Global warming may affect Bhutan’s biodiversity, impact India
Kolkata, July 21 (IANS) Slow-melting of glaciers due to global warming may cause huge floods in Bhutan in the future and result in loss of keystone species which may encourage probable animal poachers to hunt in this country, Indian researchers say.
“The effect on India can be severe. In fact there are earlier instances of devastating flood in Indian states located in the Eastern Himalayas. More emissions will result in global warming rate higher than the normal which can directly result into loss of many ecologically important flora and fauna,” Rajib Bandopadhyay, Associate Professor, UGC-Center of Advanced Study at University of Burdwan’s Department of Botany, told IANS.
The Eastern Himalayas are experiencing widespread warming at a rate higher than 0.01 degree Centigrade per year.
Bhutan is one of the few countries in the world with negative carbon emissions. However, Its status as a negative carbon emitter does not make it immune to the impact of climate change.
“Currently, loss of keystone species is not recorded for Bhutan but the snow leopard, tiger and white-bellied herons are presently threatened. India could be affected in a way that probable animal poachers will hunt in India if loss of keystone species occurs in Bhutan. Also, some international policies (relating to the environment) can also be affected,” Bandopadhyay said.
The presence and absence of a keystone species impacts the existence of all other organisms around it.
In a critical analysis in Current Science, Bandopadhyay and Aparna Banerjee of the varsity have drawn attention to Bhutan and its biodiversity links with India in reference to their location in the Eastern Himalayan (EH) range, one of the 34 biodiversity hotspots in the world.

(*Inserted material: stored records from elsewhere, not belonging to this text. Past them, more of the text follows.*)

PR #1836, opened 2021-06-22
US129210 Add existing questions

emil-furniss:
Receive activity usage hrefs of created questions and call the add-existing workflow in the hmc quiz editor with that information, then update the total points display. 

Related hmc PR: https://github.com/BrightspaceHypermediaComponents/foundation-components/pull/250

https://rally1.rallydev.com/#/29180338367d/custom/486232622040?detail=%2Fuserstory%2F601851661777

### DIFF
--- a/components/d2l-activity-editor/d2l-activity-quiz-editor/d2l-activity-quiz-editor-detail.js
+++ b/components/d2l-activity-editor/d2l-activity-quiz-editor/d2l-activity-quiz-editor-detail.js
@@ -183,7 +183,8 @@ class QuizEditorDetail extends ActivityQuizEditorTelemetryMixin(ActivityEditorMi
 				?skeleton="${this.skeleton}"
 				href="${this.activityUsageHref}"
 				.token="${this.token}"
-				quiz-href="${this.href}">
+				quiz-href="${this.href}"
+				@d2l-question-activity-added="${this._onActivityAdded}">
 			</d2l-activity-quiz-editor-action-bar>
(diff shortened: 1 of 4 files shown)


components/d2l-activity-editor/d2l-activity-quiz-editor/d2l-activity-quiz-editor-detail.js
```diff
@@ -225,6 +226,15 @@ class QuizEditorDetail extends ActivityQuizEditorTelemetryMixin(ActivityEditorMi
 		await quiz.save();
 	}
 
+	async _onActivityAdded(e) {
+		if (e && e.detail && e.detail.activities && e.detail.activities.length) {
+			const editor = this.shadowRoot.querySelector('d2l-activity-quiz-question-editor');
```
mdgbayly, line 231: unfortunate we have to do all this `shadowRoot` hacking , but I guess there is no other option right now whilst we have these different models. The only alternative I can think of is to use some kind of dependency registration kind of like we do with the activity editors, but this is probably fine.

mdgbayly (approved):
Looks good - are we missing updating the question points? Is that coming in a separate story?

emil-furniss:
> are we missing updating the question points?

No, turns out that the action state includes an encoded `sketchpadQoId`, which means that the points are set as part of the `TryAdd`.
https://search.d2l.dev/xref/lms/le/qc/D2L.LE.QuestionCollection/QuestionCollection/Extensibility/Hypermedia/Plugins/Question/QcQuestionCollectionAction.cs?r=4f4547d7#52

Spanning nearly 750,000 sq. km, the EH hotspot covers Nepal, Bhutan, the Indian states of West Bengal, Sikkim, Assam and Arunachal Pradesh, southeast Tibet and northern Myanmar.
“Bhutan is the only country which shares all its land area as the EH region. It occupies a major share (7.60 percent) of the total EH area. Other than a few rare specific flora and fauna of Bhutan, most of the biodiversity found in the country is the same as that found in Eastern Himalayan states of India such as Sikkim, West Bengal, Assam, Uttarakhand,” Bandopadhyay said.